The superiority of the proposed controller will be investigated compared with the performance of PSO tuned PID-P controller proposed in11 for the same investigated power system shown in Fig. 1 while applying severe changes for the demand load and solar irradiance levels. The proposed controller performance enhancement due to adding fast active power source like RFB will be investigated in the simulation section compared with the performance of the system without frequency stabilizer.

Two-area multi-source investigated power system model

The investigated two-area multi-source power system has been introduced in11,13,15. The power system has two generating areas, each area of generation has several generating units. Area-1 has re-heat steam, hydro-electric and wind power plants respectively while area-2 has re-heat steam, hydro-electric and diesel power plants respectively. RFB as frequency stabilizer has been sized for the investigated power system in13 and centered in area-1 in order to absorb or discharge power instantaneously during disturbance periods caused by demand load or solar irradiance severe changes because the typical time constant for RFB is only 0.5 ms.24. The two generating areas are interconnected through tie-line. In addition to the main task for the proposed LFC to control the power system frequency, the tie-line in the investigated power system does not have any power flow controller which increases the importance of LFC robustness in order to preserve the tie-line power shared between generating areas within its pre-scheduled values. Solar park power plant has been integrated in each generating area with active power capacity of 10% from the power system base power. During normal operation conditions, maximum power point tracker (MPPT) is controlling the solar park main inverter.

In order to maximize the output power from the solar park. In contrast, maximizing the output power from the solar park during disturbances or cloudy periods may affect the power system stability. Consequently in13 and15, solar park controllers based on T1FLC and IT2FLC respectively has been proposed to control the solar park output power during disturbance periods caused either by severe demand load changes or solar irradiance changes. The proposed solar park controller in15 based on IT2FLC has been utilized in this work to control solar park power plants which integrated in area-1 and area-2.

Analysis for proposed LFC problems for the investigated power system

Referring to Fig. 1, any changes in area-1 demand load (\(P_{D1}\)) or area-2 demand load (\(P_{D2}\)) or both of them create imbalance between the power system generated power and demand load which consequently effects on the frequency of the overall power system not only the frequency of the area that has this change in the demand load because of the tie-line which interconnects the power system generating areas.

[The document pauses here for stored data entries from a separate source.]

PR #571, opened 2015-06-26
Add support for scoped type variables

samwgoldman:
OK, so all of my pull requests are actually requests for help in disguise.

This one is not quite done. Explained below:

---

Before this commit, type params were passed around in a map in `convert`
and related functions, but were quickly "forgotten."

This commit adds a ton of plumbing to pass around this map, accumulating
entries as scopes pile on.

I also changed the name of this variable from `map` to
`type_params_map`, for readability and because the scope of this
variable is super broad now, so it should have a specific name.

The plumbing is pretty gnarly, and hopefully this diff will cause
someone to speak out and offer a better way.

I attempted managing this data in the context, which is already passed
around, but dismissed that because it was extremely error prone because
we need to rewind the modifications as we pop stacks.

There are a few changes that I should call out specifically, because the
diff noise will make this annoying to review. (I will add inline
comments on GitHub as well.)

* In mk_signature, method signatures seemed to depend on *only* the
  f_type_params_map, but the changed implementation uses the fully
  accumulated map, i.e., `union f_type_params_map c_type_params_map`.

* In function_decl, I map Flow_js.subt over the type params map, just as
  mk_class_elements does, which is necessary (otherwise we pass BoundT
  into Flow_js.flow).

* I moved the code that merges the old map with the new map into
  mk_type_param_declaration, because that should happen everywhere, I'm,
  like, 80% sure.

* I didn't change this, but convert has a check for existentials that
  changes behavior if the type params map is empty. I don't understand
  what the significance of that is, but since that map accumulates more
  now, is this check still sufficient?

Lastly, and most importantly, type checking doesn't actually work
correctly after these changes. For example:

```javascript
var constant = function<U>(u: U) {
  return function(): U {
    return u;
  }
}
var test: number = constant(0)("")
```

leads to the type error:

```
test.js:6:20,34: U
test.js:6:11,16: number
```

### DIFF
--- a/src/typing/type_inference_js.ml
+++ b/src/typing/type_inference_js.ml
@@ -577,7 +577,7 @@ let are_getters_and_setters_enabled () = FlowConfig.(
 (**********************************)
 
 (* converter *)
-let rec convert cx map = Ast.Type.(function
+let rec convert cx type_params_map = Ast.Type.(function
 
   | loc, Any -> AnyT.at loc
 
@@ -589,10 +589,10 @@ let rec convert cx map = Ast.Type.(function
 
   | loc, Boolean -> BoolT.at loc
 
-  | loc, Nullable t -> MaybeT (convert cx map t)
+  | loc, Nullable t -> MaybeT (convert cx type_params_map t)
 
   | loc, Union ts ->
-      let ts = List.map (convert cx map) ts in
+      let ts = List.map (convert cx type_params_map) ts in
       (* "Flatten" out any unions in this union, like
        * var a: number | (string | bool) *)
       let ts = List.map (function
@@ -602,7 +602,7 @@ let rec convert cx map = Ast.Type.(function
       UnionT (mk_reason "union type" loc, ts)
 
   | loc, Intersection ts ->
-      let ts = List.map (convert cx map) ts in
+      let ts = List.map (convert cx type_params_map) ts in
       IntersectionT (mk_reason "intersection type" loc, ts)
 
   | loc, Typeof x ->
@@ -618,7 +618,7 @@ let rec convert cx map = Ast.Type.(function
         error_type cx loc "Unexpected typeof expression")
 
   | loc, Tuple ts ->
-      let elts = List.map (convert cx map) ts in
+      let elts = List.map (convert cx type_params_map) ts in
       let reason = mk_reason "tuple type" loc in
       let element_reason = mk_reason "tuple element" loc in
       let tx =
@@ -629,7 +629,7 @@ let rec convert cx map = Ast.Type.(function
 
   | loc, Array t ->
       let r = mk_reason "array type" loc in
-      let t = convert cx map t in
+      let t = convert cx type_params_map t in
       ArrT (r, t, [])
 
   | loc, StringLiteral { StringLiteral.value; _ }  ->
@@ -657,7 +657,7 @@ let rec convert cx map = Ast.Type.(function
     let typeParameters = extract_type_param_instantiations typeParameters in
     let params = if typeParameters = []
       then None else Some typeParameters in
-    mk_nominal_type cx reason map (t, params)
+    mk_nominal_type cx reason type_params_map (t, params)
 
   (* type applications: name < params > *)
   | loc, Generic {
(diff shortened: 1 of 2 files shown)


src/typing/type_inference_js.ml
```diff
@@ -4644,15 +4644,14 @@ and mk_signature cx reason_c c_type_params_map superClass body = Ast.Class.(
...
+      (* SG: Do we really need the separate type_params_map here? *)
+      let typeparams, type_params_map =
+        mk_type_param_declarations cx type_params_map typeParameters in
 
-      let params_ret = mk_params_ret cx map
+      let params_ret = mk_params_ret cx type_params_map
         (params, defaults, rest) (body_loc body, returnType) in
       let reason_m = mk_reason (spf "method %s" name) loc in
-      let method_sig = reason_m, typeparams, f_type_params_map, params_ret in
+      let method_sig = reason_m, typeparams, type_params_map, params_ret in
```
samwgoldman: Before, `method_sig` would only have a map with the type params in `typeparams`, but after this change it will have all the type params accumulated up to this point. Did I inadvertently break something with this change?

src/typing/type_inference_js.ml
```diff
@@ -5031,11 +5033,13 @@ and function_decl id cx (reason:reason) ~async
   let save_return_exn = Abnormal.swap Abnormal.Return false in
   let save_throw_exn = Abnormal.swap Abnormal.Throw false in
   Flow_js.generate_tests cx reason typeparams (fun map_ ->
+    let type_params_map =
+      type_params_map |> SMap.map (Flow_js.subst cx map_) in
```
samwgoldman: The type params map is passed down into `mk_body` and may feed into flows, so we need to eliminate the `BoundT`s.

src/typing/type_inference_js.ml
```diff
@@ -5219,10 +5223,10 @@ and mk_type_params cx ?(map=SMap.empty) (types: Ast.Identifier.t list) =
   let typeparams, smap =
     List.fold_left mk_type_param ([], SMap.empty) types
   in
-  List.rev typeparams, smap
+  List.rev typeparams, SMap.union smap type_params_map
```
samwgoldman: Always return the old type params with the new ones mixed in. Before, some call sites would do this, but this seems cleaner, assuming it's sound.

src/typing/type_inference_js.ml
```diff
@@ -876,7 +876,8 @@ let rec convert cx map = Ast.Type.(function
     (* Do not evaluate existential type variables when map is non-empty. This
        ensures that existential type variables under a polymorphic type remain
        unevaluated until the polymorphic type is applied. *)
-    let force = SMap.is_empty map in
+    (* SG: Does this logic still make sense with scoped type variables? *)
+    let force = SMap.is_empty type_params_map in
```
samwgoldman: Not sure if this check will still serve the intended purpose with scoped type vars.

samwgoldman:
I was able to get a type error similar to the one in my commit message on current master, with none of these changes:

```javascript
function identity<U>(x: U) {
  return x;
}
var test: number = identity(0)
```
```
generics.js:2:10,10: U
generics.js:4:11,16: number
```

samwgoldman:
A different example of scoped type variables *does* work correctly.

```javascript
type Merge<T> = (a: T, b: T) => T;

// hypothetical immutable map
declare class Map<K,V> {
  (): Map<K,V>;
  insertWith(fn: Merge<V>, k: K, v: V): Map<K,V>;
}

declare function foldr<A,B>(fn: (a: A, b: B) => B, b: B, as: A[]): B;

function insertMany<K,V>(merge: Merge<V>, vs: [K,V][], m: Map<K,V>): Map<K,V> {
  function f([k,v]: [K,V], m: Map<K,V>): Map<K,V> {
    return m.insertWith(merge, k, v)
  }
  return foldr(f, m, vs)
}
```

samwgoldman:
(If you're interested in this patch, I'm happy to resolve merge conflicts. Would prefer to time it to minimize conflicts with whatever is inflight internally, of course.)

bhosmer:
Hi Sam - if you want to resolve conflicts, we can work through any misbehavior you're still seeing and get it landed. (Aside: we should be able to replace the explicitly passed maps with scope push/pops, but no reason to block this work in the meantime.)

samwgoldman:
@bhosmer OK, rebased against master and added a couple tests. :sunglasses:

samwgoldman:
The only misbehavior I'm seeing is actually unrelated to these changes, so I filed a separate issue (#656).

samwgoldman:
This fell out of sync, but it was trivial to get things back in order. Ping?

PR #575, opened 2015-06-26
Making storage indexable

runn1ng:
Note: this is not at all tested, I just copy-pasted the indexing line

### DIFF
--- a/lib/dom.js
+++ b/lib/dom.js
@@ -1129,6 +1129,7 @@ declare class Storage {
     clear(): void;
     removeItem(key: string): void;
     key(index: number): ?string;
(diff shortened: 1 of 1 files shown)


mroch:
this is allowed by this line of [§4.1 of the Web Storage spec](https://w3c.github.io/webstorage/#the-storage-interface), right?

> The supported property names on a Storage object are the keys of each key/value pair currently present in the list associated with the object.

runn1ng:
Yes, that's at least my reading.

Actually every object is indexable by string, at least if I understand JS right :) but yeah it's specifically written in the storage spec

Issue #850, opened 2015-09-23
Support ES7 class property initializers


bolinfest:
This would make it easier to follow the new ES6+ pattern for declaring React classes as described in http://babeljs.io/blog/2015/06/07/react-on-es6-plus/. In particular, this is needed for declaring `static propTypes`.

samwgoldman:
We're lucky to have @jeffmo, who is not only a Flow maintainer, but also the champion of this proposal to TC39.

My understanding is that we're not going to move on this until the proposal has made some more progress (which is in progress, presumably as I type), but I'll defer to Jeff.

bolinfest:
True, but our collective co-workers at FB would really like to write React in the style that I linked to today :) I'm optimistic.

On the bright side, as of Flow 0.16.0, it is at least possible to use this feature now and suppress the error from Flow, so the parser knows about this syntax, it just kinda ignores it.

Our `.flowconfig`:

```ini
[options]
suppress_comment=.*\\$FlowIssue.*
```

A React component:

```js
class FileTreePanel extends React.Component {
  // $FlowIssue https://github.com/facebook/flow/issues/850
  static propTypes = {
    initialWidth: PropTypes.number,
    onChangeExperimentalHgIntegration: PropTypes.func.isRequired,
    store: PropTypes.instanceOf(FileTreeStore).isRequired,
  };

  render() {
    return (
      <div className="nuclide-file-tree-deux-container">
        <PanelComponent
          dock="left"
          initialLength={this.props.initialWidth}
          ref="panel">
          <FileTree store={this.props.store} />
        </PanelComponent>

        <div className="nuclide-file-tree-deux-footer">
          <NuclideCheckbox
            checked={atom.config.get('nuclide-file-tree-deux.enableExperimentalVcsIntegration')}
            onChange={this.props.onChangeExperimentalHgIntegration}
            >
            &nbsp;Use experimental Hg integration
          </NuclideCheckbox>
        </div>
      </div>
    );
  }

  getFileTree(): FileTree {
    return this.refs['panel'].getChildComponent();
  }

  getLength(): number {
    return this.refs['panel'].getLength();
  }
}
```

LegNeato:
Some outside Facebook would like this too :wink:

LegNeato:
Also unfortunate that the workaround requires adding an extra `;` but I'll take it!

bolinfest:
Currently, it's possible to have Flow suppress all diagnostics about decorators by specifying the following in `.flowconfig`:

[...]

PR #860, opened 2015-09-25
Point class property initializers error message to #850

LegNeato:
This might be a good habit to get into?


mroch:
yeah, seems like a good idea

mroch:
@facebook-github-bot shipit

PR #861, opened 2015-09-25
Create `esproposal.class_property_initializers =warn|ignore` config option

LegNeato:
This was discussed a bit in https://github.com/facebook/flow/issues/850

### DIFF
--- a/src/common/flowConfig.ml
+++ b/src/common/flowConfig.ml
@@ -24,6 +24,7 @@ type experimental_feature_mode =
 type options = {
   enable_unsafe_getters_and_setters: bool;
   experimental_decorators: experimental_feature_mode;
+  experimental_class_property_initializers: experimental_feature_mode;
   moduleSystem: moduleSystem;
   module_name_mappers: (Str.regexp * string) list;
   munge_underscores: bool;
@@ -84,6 +85,7 @@ let default_module_system = Node
 let default_options root = {
   enable_unsafe_getters_and_setters = false;
   experimental_decorators = EXPERIMENTAL_WARN;
+  experimental_class_property_initializers = EXPERIMENTAL_WARN;
   moduleSystem = default_module_system;
   module_name_mappers = [];
   munge_underscores = false;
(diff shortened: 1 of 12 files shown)


LegNeato:
Note I haven't written OCaml since college, not sure if this is right but the tests all pass! :crystal_ball:

jamesgpearce:
:clap:

mroch:
@jeffmo if we go forward with static initializers before instance initializers, does this name work for you? presumably we could create a `static_class_property_initializers` option to let people enable those while disabling the instance ones, if they wanted to.

LegNeato:
:point_right:

jeffmo:
Awesome! Two small requests: 

1. Borderline nit: In order to stay in sync with spec terminology, let's start calling property declarations "field declarations"?
2. There's a chance that the semantics (and possibly syntax) of instance fields might continue to iterate, so it would be good to be able to toggle them separately from static field decls. As such, can we split this option into `esproposal.class_instance_fields` and `esproposal.class_static_fields`?

After this lands I'll start building on top of it to support a third "enable" option for the configs :)

jeffmo:
(Also I think you need to rebase on top of @mroch's latest tweaks in https://github.com/facebook/flow/commit/c81e41dda64819795fab15d0cf7864356c02334a )

jeffmo:
@LegNeato:are you working on following up with the tweak? Or should I just patch+tweak for you?

LegNeato:
@jeffmo: I'm a bit sick so probably won't get to it for a couple of days while I fight this thing. Feel free to take it on! If you don't have time I'll take a look when I am feeling better.

jeffmo:
Ok cool. I have a few things to finish up first, so I'll comment here if I end up nabbing it (otherwise feel free to finish it out when you feel better)

jeffmo:
FYI: Going to nab this from you and I can just tweak it on my end. Thanks for sending this over!

jeffmo:
FYI: I broke the config out into 2 and named them `esproposal.class_instance_fields` and `esproposal.class_static_fields` so that the two portions of the proposal can run independently (I'm starting work on a third "enable" option for both of these as well).

`class_static_fields` is less controversial than the `instance` counterpart, so I wanted to make it possible to toggle either independently depending on risk tolerance for new features.

PR #865, opened 2015-09-27
Add @@iterator to NodeList and HTMLCollection

jeffutter:
Add @@iterator support to HTMLCollection and NodeList. This adds support for things like:

```
let inputs = document.querySelectorAll('input, select');
for ( let el of billingInputOrSelect ) { ... }
```

### DIFF
--- a/lib/dom.js
+++ b/lib/dom.js
@@ -170,6 +170,7 @@ declare class Node extends EventTarget {
 }
 
 declare class NodeList<T> {
+    @@iterator(): Iterator<T>;
     length: number;
     item(index: number): T;
     [index: number]: T;
@@ -196,6 +197,7 @@ declare class Attr extends Node {
 }
 
 declare class HTMLCollection {
+    @@iterator(): Iterator<HTMLElement>;
     length: number;
     item(nameOrIndex?: any, optionalIndex?: any): Element;
     namedItem(name: string): Element;


gabelevi:
I was confused since these things aren't iterable on Chrome, but they are on Firefox. Found http://stackoverflow.com/questions/31283360/are-htmlcollection-and-nodelist-iterables which answers this question. Since they're supposed to be iterable I think we can merge this

lib/dom.js
```diff
@@ -170,6 +170,7 @@ declare class Node extends EventTarget {
 }
 
 declare class NodeList<T> {
```
gabelevi: Unrelated to this diff, but I suppose we can constrain `T` like

```JavaScript
declare class NodeList<T: Node> {
```

gabelevi:
Ok, I think I understand the spec now.

* [This describes what it takes for something to be iterable](http://heycam.github.io/webidl/#es-iterators)
* [NodeList is explicitly iterable<Node>](https://dom.spec.whatwg.org/#nodelist)
* [HTMLCollection is implicitly iterable<Element>](https://dom.spec.whatwg.org/#htmlcollection) since it has length and a getter.

jeffutter:
@gabelevi is this the correct solution for @@iterable then? Or do we need to change how flow interprets for of, to consider anything with length and a getter iterable?

gabelevi:
This is right! I'll get it merged today!

gabelevi:
Merged! Thanks for the contribution!

PR #866, opened 2015-09-27
Add checkValidity() function HTMLFormElement and HTMLInputElement

jeffutter:
Both of these are defined in the HTML5 spec.

### DIFF
--- a/lib/dom.js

The area control error (\(ACE\)) is defined as the amount of the generated power required to be increased or decreased from a certain area in order to keep the balance between the generated power and the demand load. \(ACE\) for the investigated power system can be mathematically expressed as in Eqs. (1,2) for the area control error in area-1 and area-2 respectively:

$$ACE_{1} = \Delta P_{tie12} + B_{1} \Delta f_{1}$$
(1)
$$ACE_{2} = B_{2} \Delta f_{2} - \Delta P_{tie12}$$
(2)

where \(B_{1}\) and \(B_{2}\) are frequency bias sensor for area-1 and area-2 respectively while \(\Delta P_{tie12}\) is the shared power through the tie-line between generating areas.

The imbalance between generation and demand in power systems which integrates renewable resources may be also caused by the changes in the generated power from these renewable resources like solar parks, both changes in demand load or generated power create \(ACE\) in both areas. The proposed LFC in each area is responsible for increasing or decreasing the generated power in its area while achieving the following objectives:

  1. 1.

    Reducing transient periods settling time.

  2. 2.

    Minimize over/under shooting for the system frequency.

  3. 3.

    Minimize the power system frequency steady state error.

  4. 4.

    Keep the tie-line power within its pre-scheduled values.

The non-linearities in the investigated power system like GDB and GRC in conventional power plants like thermal and hydro-electric stations affect the precision of \(ACE\) values which in turn create uncertainties in the input signal for the proposed controller. These uncertainties may affect the stability of the power system and effect on the performance of LFC. IT2FLC in this work takes into consideration these levels of uncertainties in the input signal which enhance the performance IT2FLC compared with T1FLC19.

Structure of the proposed IT2FLC for LFC in area-1 and area-2

The proposed LFC is centralized with identical structure in each area of generation as shown in Fig. 2

Figure 2
figure 2

Simplified structure of centralized IT2FLC for LFC in area-1 and area-2.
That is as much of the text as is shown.